The trend toward outsourcing software development in businesses has given IT management and senior executive management of any company a new avenue to get large scale software projects accomplished without swelling the ranks of their internal IT departments.  While there are some compelling arguments for outsourcing, the decision about whether taking this step is cost justified needs to be put under the same cold scrutiny that any business decision must endure before it goes from concept to reality.

The question of whether outsourcing development to contractors is a good move from a cost benefit analyses can return mixed results.  The use of consultants and contractors is almost always on the surface more expensive than using staff developers to do the same job.   Highly trained technical consultants will change anywhere from $100 to $250 and hour which is far higher than what you pay even for well trained technical IT programmers and project developers on staff.  So if you determine that the project will take 1000 hours to complete and do a simple spreadsheet comparison using only hourly rate to go by, the outsourcing decision will lose every time.

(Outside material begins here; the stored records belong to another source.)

PR #3474, opened 2026-08-23
setup: keep pasted auth secrets out of argv

amit-shafnir:
## Type of Change

- [ ] **Feature skill**
- [ ] **Utility skill**
- [ ] **Simplification**
- [ ] **Documentation**

## Description

**Problem.** The setup wizard passed pasted OAuth, API, and custom-endpoint tokens to OneCLI as process arguments (`onecli secrets create --value <token>`). Argv is visible to local process inspection, and this is the same path the app protocol will drive.

**Change.** `setup/lib/secret-file.ts`: write the value to a private one-use file (0700 dir, 0600 file), close it before invoking OneCLI, remove file and directory after success or failure. The two wizard callsites in `setup/auto.ts` switch to `--file`. Nothing else about those calls changes.

**Why it is safe.** Only the two wizard callsites change; other terminal and runtime authentication paths are untouched. OneCLI already supports `--file`. Cleanup is in `finally`, covered for both outcomes.

**Scope.** `setup/auto.ts`, `setup/lib/secret-file.ts`, `setup/lib/secret-file.test.ts`. Nothing else.

**Relation to other PRs.** Carried by `feat/setup-driver-v1`, which keeps the private-file path for both renderers.

## Verification

```
pnpm exec vitest run setup/lib/secret-file.test.ts
  Tests  2 passed (2)      # private dir/file modes, cleanup on success and on failure
pnpm typecheck             # OK
```
Full suite on the stack tip that contains this exact patch (`feat/nanoclaw-tz` b3d7eda4, quiet machine): 2123 passed, 4 failed (see note). Leak-gate `--classify`: no payload or wiring rows.

## For Skills

### DIFF
--- a/setup/auto.ts
+++ b/setup/auto.ts
@@ -71,6 +71,7 @@ import type { AgentGroup } from '../src/types.js';
 import { claudeCliAvailable, resolveTimezoneViaClaude } from './lib/tz-from-claude.js';
 import * as setupLog from './logs.js';
 import { ensureAnswer, fail, runQuietChild, runQuietStep, spawnQuiet } from './lib/runner.js';
+import { withSecretFile } from './lib/secret-file.js';
 import { emit as phEmit } from './lib/diagnostics.js';
 import {
   accentGreen,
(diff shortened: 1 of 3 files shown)


amit-shafnir:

But a simple rate to rate comparison is too shallow to really be a good evaluation of whether going with an outsourcing solution is economical and a smart business move.  For one thing, the company you hire to bring a solution may already have a commercial software package or a software solution they developed for another client that can be used as the base for your development.  This not only saves money because much of the development has been done but it lets you start with working software so the project changes from a new development effort to one of modifying an existing product to customize it for your company.

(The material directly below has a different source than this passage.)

PR #2636, opened 2016-11-30
7957 lightdm switches console to VT1 too early

pyhalov:


tsoome (approved):
Based on testing, it does seem to behave much better - I get the console restored every time I disable lightdm so far. The source review on patch file is impossible however. So I set "approve" based on test results;)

However, there is a case for introducing some level of skepticism about the idea of outsourcing in light of the ambitions of consulting agencies themselves.  If an external software firm comes in with a very convincing presentation about the value of going with a package answer to your software need or outsourcing that development, it’s a good idea to review that presentation without the “sales overhead” that was present when they were on site.  To be blunt, software contractors are very good sales people and the viability of the software package or the proposed solution must be exposed to the most rigorous technical review possible before important financial resources are cut lose to turn over the solution to the contractor.

This is where a thorough and technically detailed project proposal is crucial and must be demanded of any contracting company before the decision is made about whether to turn the job over to an outside agency.  Complex software solutions should be reviewed by the people within your IT department who understand the technology and the development methods being proposed.  Your own IT department will look at the proposal in depth and with the interests of the company at heart and if the proposal is technically weak, they will find it.

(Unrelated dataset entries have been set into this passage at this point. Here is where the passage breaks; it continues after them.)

PR #2654, opened 2016-12-05
Remove missing files from manifests

pyhalov:


alarcher:
Do you know which package is missing on the build server?

pyhalov:
Likely, apache fop is required. But we don't have it....

alarcher:
I do not have extra packages on the machine I used for bumping the version and generating the manifests so this comes as a surprise.

pyhalov:
can you recheck that gmake clean publish actually works? Perhaps, you had files left from old build?

alarcher:
I just checked and they publish correctly, I will try to understand the difference.

pyhalov:
I see 
'configure: WARNING: fop not found - documentation targets will be skipped' while running  configure

alarcher:
Yes I have the same, this does not seem to concern the missing files.

alarcher:
@pyhalov In any case, thank you for pushing the fixed manifests. :)

PR #2680, opened 2016-12-15
Bump libXpm to 3.5.12

alarcher:


xen0l (approved):

alarcher:
@pyhalov @xen0l thanks, I think that except libXfont which requires some care we are pretty much up-to-date when it comes to Xorg libraries.

PR #2687, opened 2016-12-20
Bump opus to 1.1.3

alarcher:
- ABI compatible.
- All tests passed.


AndWac:
COMPONENT_LICENSE occurs twice.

The contracting company proposing the project should be open and patient to answer all questions and perceived flaws in the system design they present and come back with revisions to that design as often as necessary.  Only when they have proven beyond any doubt to the technical gurus in IT that the solution is viable and the design will work should the contract be considered from a financial point of view.

These kinds of reviews, while rigorous also surface something else important about the contracting company.  If they are transparent and willing to work with you 100% at this stage, that bodes will for an open and honest development relationship which will yield a quality product that is bug free.  But if the sales people who are putting the “dog and pony show” on about their software solution are not willing to undergo in depth technical scrutiny, then it might be a time to NOT outsource, or at least not to do so with that particular agent.